Cheika's "considerable abilities"?
He is obviously an effective man manager, he certainly got the Waratahs fit, he somehow managed to get us into the RWC Final.
But I am a bit worried that he might just be a bit narrow in his approach to the game. The days of teams having a set style are long over. The challenge these days is to be adaptable. By all means we must play to our strengths but to get to the top, or to stay in the top echelon, demands a much more flexible approach than we have seen - especially against the Dodgers.
Of course he has considerable abilities. He's demonstrated them.
Quite a successful coaching career in Europe. The first ever Super title for the Waratahs. To a RWC Final within 12 months of being appointed and when the Wallabies were struggling badly when he assumed the HC role there.
That is not just about 'man management' skills, let's not be silly or churlish. These are exceptional achievements.
In my opinion, what has gone wrong for Cheika is that he's only just realising - partly as a result of his own ego-driven stubbornness and inexperience at national level - is that a full-strength, high calibre coaching group based around men who are far from yes-men is simply essential to creating a national team that can compete against other good teams that have such a group.
Just read the autobiography of the greatest rugby coach the modern game has known, G Henry. Even with the resources of the NZRU, Henry makes abundantly clear how crucial were his (and the NZRU's) choices in building a complete national coaching group. And that's also where the M Byrnes and G Enokas came in, let alone the W Smiths and Hansens.
The entire NZRU system is centred upon the criticality of coach and coaching skill development, period. The ARU is just left in the dust in this area of deep competency and now, in 2016, we finally see the
systemic consequences of its institutional blind spots and analytical backwardness.
The ARU has effectively wasted the last decade in an obsessive and profoundly mistaken ideology that what Aus rugby required was more quantity, not more, and faster developing, quality.
EJ (Eddie Jones) has learnt this same hard truth re coaching support resources from years of varied national coaching experiences. That's just one reason why he purged every single England support coach he inherited and brought in an entirely new (and far better) coaching group as well as seeking out the Ellas, Johns, Fowlers, Wilkinsons, and so on.
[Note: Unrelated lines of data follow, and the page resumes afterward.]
PR #1147, opened 2020-04-25
Add Orthogonal Initialization

AStupidBear:
- add orthogonal initialization
- add kernel_init for recurrent cells
- add more rnn variants: SGRU, MGU, SMGU


dhairyagandhi96:
I would appreciate some context about whether there are other libraries that vendor these layers by default

dhairyagandhi96:
Needs tests for the init method, and also checking on the GPU since currently it uses `Matrix` which wouldn't be GpU compatible.

Need to add to docs and probably even factor out the layers into a separate PR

What do we have? One full time coach in Ledesma. A wholly unproven part-time attack coach in Larkham. An unproven part-time sort-of kicking coach in Malone (now recently dismissed fortunately). And so on. Half the problem is that the ARU has no one in its own organisation capable of mentoring and guiding Chieka in building out the coaching group he needs - one only has to assess the hopeless job they did with Deans' support coaches to see how incapable they are in such crucial areas of elite coach resourcing.
If a national HC does not have a rich array of advisory skills within his direct support group and loads of varied elite coaching experience that such a group should provide, then he will inevitably fall back on 'my patterns of past success' and that is partly what Cheika has done with his Wallaby replication of the Tahs' Chiekaball 'constant possession, constant running' model.
The core problem with that model is that you need exceptionally fine skills, and all consistently applied, at national level in order to make it a winning one. We don't possess enough of those skills against the best coached teams.
The hope we have today is to thoughtfully vary the model and still, for every model we may ever invent, improve our total coaching ingenuity and player skill levels. That's why M Byrne's retention reflects very good - and impressively humble - judgement on Chieka's part. He has come to realise he needs far more capability and experience around him than he ever did in Europe or at the Tahs.
It's to his considerable credit that he has done so, in a way the hapless Deans never did. Let's now hope he makes more essential changes and by doing so we will re-enliven a rational basis for hope that our national team can excel more consistently than it's been able to for the last 10 years and more.